[Your goal] Scan the material for "many". Copy every line it appears in.

[Given data]

################

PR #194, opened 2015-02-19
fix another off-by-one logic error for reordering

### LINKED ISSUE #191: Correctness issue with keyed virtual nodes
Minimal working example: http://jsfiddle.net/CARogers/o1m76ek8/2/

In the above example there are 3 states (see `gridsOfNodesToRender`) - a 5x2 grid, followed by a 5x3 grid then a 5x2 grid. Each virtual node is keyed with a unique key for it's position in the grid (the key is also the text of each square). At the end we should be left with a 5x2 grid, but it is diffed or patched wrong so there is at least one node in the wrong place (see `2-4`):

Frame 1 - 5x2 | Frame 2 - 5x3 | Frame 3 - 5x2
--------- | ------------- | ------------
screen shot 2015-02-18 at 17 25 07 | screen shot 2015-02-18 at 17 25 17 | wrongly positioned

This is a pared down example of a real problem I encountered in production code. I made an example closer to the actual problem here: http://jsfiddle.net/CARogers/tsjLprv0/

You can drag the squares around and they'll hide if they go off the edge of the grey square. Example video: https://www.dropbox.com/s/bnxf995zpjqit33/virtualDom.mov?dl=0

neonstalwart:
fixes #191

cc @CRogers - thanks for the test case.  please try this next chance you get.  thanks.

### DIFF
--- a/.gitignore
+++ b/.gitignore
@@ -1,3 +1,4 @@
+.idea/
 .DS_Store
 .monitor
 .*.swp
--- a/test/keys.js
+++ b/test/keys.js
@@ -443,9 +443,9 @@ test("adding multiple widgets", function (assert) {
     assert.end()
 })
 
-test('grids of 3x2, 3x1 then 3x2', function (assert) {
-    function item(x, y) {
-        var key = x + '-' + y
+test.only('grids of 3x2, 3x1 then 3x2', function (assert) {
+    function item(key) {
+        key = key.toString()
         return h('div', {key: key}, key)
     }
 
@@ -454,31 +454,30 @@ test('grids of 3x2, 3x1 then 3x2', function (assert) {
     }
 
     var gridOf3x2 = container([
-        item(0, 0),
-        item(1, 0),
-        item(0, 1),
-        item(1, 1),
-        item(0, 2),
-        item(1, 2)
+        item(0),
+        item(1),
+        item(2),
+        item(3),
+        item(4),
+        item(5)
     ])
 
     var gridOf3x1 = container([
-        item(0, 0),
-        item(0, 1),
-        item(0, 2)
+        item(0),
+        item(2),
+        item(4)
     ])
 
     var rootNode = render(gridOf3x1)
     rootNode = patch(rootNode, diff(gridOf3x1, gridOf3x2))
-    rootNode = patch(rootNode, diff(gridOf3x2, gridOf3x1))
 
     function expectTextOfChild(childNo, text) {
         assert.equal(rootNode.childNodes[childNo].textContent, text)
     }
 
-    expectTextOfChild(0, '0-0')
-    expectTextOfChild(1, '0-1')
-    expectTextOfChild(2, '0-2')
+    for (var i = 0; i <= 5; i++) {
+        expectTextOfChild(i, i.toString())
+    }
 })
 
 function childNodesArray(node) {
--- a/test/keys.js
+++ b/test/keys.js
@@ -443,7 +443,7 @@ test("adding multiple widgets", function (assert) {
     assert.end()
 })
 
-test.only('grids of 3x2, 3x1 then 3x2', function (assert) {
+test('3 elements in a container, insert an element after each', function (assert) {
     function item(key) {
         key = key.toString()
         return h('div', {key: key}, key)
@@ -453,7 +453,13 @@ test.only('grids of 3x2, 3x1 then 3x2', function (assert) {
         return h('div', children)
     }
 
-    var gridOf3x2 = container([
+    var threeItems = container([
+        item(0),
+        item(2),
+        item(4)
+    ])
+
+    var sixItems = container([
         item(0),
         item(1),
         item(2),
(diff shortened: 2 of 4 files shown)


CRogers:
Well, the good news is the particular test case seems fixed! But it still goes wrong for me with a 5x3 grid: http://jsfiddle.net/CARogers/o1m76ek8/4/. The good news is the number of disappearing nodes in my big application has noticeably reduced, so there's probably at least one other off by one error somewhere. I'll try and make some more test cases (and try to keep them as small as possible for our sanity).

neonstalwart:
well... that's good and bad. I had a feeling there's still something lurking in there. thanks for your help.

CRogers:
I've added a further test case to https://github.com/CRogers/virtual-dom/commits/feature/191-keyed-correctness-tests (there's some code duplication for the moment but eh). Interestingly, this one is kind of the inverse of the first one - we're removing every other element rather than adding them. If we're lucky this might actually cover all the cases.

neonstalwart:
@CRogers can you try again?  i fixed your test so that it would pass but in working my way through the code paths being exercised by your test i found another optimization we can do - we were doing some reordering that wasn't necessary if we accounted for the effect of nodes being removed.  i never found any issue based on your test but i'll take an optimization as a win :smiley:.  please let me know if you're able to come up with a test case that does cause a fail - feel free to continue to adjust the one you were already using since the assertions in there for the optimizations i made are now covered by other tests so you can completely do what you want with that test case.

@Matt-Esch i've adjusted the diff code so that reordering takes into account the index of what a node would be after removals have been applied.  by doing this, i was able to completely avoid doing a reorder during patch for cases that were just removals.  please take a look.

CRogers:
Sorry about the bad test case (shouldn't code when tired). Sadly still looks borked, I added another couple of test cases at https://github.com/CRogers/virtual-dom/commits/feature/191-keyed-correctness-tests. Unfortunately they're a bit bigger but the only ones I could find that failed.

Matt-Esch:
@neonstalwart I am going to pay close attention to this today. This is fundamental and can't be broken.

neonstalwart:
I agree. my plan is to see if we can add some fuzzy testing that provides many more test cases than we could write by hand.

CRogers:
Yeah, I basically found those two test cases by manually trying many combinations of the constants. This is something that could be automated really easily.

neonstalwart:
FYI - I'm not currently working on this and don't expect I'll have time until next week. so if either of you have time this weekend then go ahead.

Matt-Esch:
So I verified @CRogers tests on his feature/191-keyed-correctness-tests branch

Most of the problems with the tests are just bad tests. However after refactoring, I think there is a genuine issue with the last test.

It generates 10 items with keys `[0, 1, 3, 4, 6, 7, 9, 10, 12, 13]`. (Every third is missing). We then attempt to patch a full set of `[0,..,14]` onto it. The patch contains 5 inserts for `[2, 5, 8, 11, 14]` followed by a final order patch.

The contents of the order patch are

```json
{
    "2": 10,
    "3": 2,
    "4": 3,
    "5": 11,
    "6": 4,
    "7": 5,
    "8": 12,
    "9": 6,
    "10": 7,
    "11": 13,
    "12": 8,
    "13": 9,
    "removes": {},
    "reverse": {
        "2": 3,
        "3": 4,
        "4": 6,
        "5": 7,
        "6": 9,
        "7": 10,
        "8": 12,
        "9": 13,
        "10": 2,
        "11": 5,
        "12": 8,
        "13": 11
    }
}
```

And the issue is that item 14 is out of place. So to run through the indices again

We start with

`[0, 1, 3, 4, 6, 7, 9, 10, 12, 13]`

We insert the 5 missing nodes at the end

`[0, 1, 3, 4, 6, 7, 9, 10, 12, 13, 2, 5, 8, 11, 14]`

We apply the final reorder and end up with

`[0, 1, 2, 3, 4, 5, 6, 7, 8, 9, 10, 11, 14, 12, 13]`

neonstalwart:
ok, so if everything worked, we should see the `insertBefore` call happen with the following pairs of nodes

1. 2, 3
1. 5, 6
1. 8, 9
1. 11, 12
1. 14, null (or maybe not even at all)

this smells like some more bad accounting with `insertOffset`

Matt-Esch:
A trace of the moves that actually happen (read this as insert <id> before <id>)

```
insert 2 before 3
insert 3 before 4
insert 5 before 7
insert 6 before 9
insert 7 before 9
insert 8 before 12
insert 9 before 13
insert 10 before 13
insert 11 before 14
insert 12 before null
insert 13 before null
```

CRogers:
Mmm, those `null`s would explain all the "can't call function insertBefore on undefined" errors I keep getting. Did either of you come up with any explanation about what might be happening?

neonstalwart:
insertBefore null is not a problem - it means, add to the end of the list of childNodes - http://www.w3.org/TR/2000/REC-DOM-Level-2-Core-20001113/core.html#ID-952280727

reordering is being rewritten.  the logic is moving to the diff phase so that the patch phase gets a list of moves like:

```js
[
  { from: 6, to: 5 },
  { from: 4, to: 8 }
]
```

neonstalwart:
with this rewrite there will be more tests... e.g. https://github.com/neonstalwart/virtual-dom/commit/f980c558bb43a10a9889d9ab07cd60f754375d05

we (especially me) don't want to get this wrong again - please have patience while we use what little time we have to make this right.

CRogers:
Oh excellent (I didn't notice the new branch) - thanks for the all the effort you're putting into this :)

################

[Answer space]
I agree. my plan is to see if we can add some fuzzy testing that provides many more test cases than we could write by hand.
Yeah, I basically found those two test cases by manually trying many combinations of the constants. This is something that could be automated really easily.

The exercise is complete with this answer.